Your job is to report every line of the entries that has "continue".
┄┄┄┄┄┄
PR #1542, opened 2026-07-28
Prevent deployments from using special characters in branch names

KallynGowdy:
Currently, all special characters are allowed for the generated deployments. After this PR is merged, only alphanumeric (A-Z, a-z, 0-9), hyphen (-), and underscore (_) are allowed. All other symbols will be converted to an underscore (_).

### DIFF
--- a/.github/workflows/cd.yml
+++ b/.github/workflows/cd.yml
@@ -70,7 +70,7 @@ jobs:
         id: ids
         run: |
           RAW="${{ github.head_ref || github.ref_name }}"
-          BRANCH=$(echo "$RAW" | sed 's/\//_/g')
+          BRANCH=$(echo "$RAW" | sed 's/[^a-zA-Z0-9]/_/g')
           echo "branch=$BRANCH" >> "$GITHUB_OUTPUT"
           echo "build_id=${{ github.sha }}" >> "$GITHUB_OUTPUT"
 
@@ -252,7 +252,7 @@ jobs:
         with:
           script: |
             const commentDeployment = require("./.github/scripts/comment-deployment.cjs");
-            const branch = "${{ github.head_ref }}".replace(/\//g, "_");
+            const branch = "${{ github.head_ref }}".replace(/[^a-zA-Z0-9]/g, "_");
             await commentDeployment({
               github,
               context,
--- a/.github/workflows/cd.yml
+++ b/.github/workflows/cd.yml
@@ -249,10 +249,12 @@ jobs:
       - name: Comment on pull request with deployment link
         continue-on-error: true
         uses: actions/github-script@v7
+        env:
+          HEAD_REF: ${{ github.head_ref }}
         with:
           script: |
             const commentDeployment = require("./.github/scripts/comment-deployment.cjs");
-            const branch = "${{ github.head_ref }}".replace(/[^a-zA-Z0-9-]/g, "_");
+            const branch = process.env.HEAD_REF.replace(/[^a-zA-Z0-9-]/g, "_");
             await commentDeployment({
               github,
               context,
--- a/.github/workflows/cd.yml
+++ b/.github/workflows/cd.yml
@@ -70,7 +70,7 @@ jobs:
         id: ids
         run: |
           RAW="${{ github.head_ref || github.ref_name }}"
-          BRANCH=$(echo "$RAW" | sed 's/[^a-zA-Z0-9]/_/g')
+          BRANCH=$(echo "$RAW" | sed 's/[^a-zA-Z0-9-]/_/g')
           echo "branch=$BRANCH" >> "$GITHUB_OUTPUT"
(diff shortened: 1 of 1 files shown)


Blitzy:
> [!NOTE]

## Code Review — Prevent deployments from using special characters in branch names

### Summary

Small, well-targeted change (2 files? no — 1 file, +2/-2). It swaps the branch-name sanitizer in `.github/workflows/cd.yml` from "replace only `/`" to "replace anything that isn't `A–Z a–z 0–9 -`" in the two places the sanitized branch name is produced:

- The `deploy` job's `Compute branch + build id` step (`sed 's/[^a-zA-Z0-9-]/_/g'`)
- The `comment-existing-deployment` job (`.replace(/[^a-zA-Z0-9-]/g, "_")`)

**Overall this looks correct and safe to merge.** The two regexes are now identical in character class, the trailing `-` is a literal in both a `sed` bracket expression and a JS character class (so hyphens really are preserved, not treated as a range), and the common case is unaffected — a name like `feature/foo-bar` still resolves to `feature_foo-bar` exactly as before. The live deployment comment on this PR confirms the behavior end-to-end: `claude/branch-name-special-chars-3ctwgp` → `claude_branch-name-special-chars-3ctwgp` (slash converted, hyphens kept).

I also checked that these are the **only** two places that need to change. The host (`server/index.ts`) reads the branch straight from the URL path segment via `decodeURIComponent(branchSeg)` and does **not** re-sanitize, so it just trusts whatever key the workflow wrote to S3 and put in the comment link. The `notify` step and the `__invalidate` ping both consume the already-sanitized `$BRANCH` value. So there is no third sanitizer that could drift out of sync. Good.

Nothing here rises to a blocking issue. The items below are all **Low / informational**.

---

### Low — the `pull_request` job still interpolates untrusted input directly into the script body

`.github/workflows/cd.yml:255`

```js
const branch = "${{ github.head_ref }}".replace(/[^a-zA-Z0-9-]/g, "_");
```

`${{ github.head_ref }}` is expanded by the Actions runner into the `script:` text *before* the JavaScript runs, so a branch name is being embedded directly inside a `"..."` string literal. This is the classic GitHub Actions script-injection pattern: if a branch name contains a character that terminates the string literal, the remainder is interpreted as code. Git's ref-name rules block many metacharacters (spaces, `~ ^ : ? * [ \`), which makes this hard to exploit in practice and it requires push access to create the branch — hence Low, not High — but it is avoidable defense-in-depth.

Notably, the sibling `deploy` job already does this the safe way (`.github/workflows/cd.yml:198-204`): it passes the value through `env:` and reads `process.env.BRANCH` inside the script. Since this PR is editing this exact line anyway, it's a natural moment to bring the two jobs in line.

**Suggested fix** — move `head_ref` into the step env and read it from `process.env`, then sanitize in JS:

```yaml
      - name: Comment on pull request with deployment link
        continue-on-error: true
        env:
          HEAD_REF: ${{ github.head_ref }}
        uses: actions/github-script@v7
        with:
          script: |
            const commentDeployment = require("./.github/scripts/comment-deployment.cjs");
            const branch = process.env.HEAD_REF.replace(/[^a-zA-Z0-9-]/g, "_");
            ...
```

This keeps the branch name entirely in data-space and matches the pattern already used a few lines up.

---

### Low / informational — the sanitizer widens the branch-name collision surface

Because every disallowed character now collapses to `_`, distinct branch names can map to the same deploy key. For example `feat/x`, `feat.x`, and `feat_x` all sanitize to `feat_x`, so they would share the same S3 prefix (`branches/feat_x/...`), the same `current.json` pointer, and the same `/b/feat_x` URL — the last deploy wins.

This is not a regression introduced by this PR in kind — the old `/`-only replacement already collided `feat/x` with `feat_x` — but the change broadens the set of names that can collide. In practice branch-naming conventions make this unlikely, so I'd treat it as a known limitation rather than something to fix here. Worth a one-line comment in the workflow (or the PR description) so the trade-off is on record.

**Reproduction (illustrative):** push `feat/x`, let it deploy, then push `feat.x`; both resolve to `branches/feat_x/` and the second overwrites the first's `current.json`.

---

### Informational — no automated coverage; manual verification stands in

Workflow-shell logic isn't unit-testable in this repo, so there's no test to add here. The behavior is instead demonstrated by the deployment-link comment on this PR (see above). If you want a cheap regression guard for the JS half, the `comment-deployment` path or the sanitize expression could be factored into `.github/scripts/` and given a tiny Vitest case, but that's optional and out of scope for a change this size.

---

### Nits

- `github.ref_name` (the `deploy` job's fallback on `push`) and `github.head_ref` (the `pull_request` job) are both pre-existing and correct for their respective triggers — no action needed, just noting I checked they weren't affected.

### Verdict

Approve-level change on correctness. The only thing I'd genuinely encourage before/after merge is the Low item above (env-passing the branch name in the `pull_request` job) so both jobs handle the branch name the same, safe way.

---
┄┄┄┄┄┄
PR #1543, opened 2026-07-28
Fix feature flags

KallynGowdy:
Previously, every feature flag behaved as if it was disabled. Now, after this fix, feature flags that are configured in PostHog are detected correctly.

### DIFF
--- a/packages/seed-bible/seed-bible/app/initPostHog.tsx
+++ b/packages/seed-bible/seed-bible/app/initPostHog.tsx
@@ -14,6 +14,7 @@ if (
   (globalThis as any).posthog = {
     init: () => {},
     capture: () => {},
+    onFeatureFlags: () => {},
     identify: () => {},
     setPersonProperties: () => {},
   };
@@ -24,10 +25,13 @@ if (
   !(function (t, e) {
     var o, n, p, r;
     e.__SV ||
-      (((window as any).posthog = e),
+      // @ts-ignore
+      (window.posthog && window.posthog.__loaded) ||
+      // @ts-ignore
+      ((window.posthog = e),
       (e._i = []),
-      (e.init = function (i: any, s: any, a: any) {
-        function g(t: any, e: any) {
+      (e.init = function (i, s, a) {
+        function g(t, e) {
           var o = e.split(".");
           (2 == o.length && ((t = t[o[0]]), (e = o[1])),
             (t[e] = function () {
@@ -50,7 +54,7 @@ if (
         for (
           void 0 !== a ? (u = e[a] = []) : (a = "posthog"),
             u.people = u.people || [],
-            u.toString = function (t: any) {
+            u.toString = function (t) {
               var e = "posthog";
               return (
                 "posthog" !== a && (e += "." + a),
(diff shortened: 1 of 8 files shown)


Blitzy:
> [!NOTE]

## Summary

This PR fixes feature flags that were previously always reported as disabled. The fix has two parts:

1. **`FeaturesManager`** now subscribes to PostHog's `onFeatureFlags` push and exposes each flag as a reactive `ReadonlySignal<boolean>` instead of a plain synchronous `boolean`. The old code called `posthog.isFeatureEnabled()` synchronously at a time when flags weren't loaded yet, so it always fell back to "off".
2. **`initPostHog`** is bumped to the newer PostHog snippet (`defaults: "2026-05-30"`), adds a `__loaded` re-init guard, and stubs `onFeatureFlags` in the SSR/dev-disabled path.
┄┄┄┄┄┄
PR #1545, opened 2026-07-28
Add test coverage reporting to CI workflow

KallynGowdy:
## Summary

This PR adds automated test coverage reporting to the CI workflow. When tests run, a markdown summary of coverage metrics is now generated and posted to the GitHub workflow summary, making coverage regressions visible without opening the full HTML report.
┄┄┄┄┄┄
→ **TASK ANSWER**
         continue-on-error: true
        continue-on-error: true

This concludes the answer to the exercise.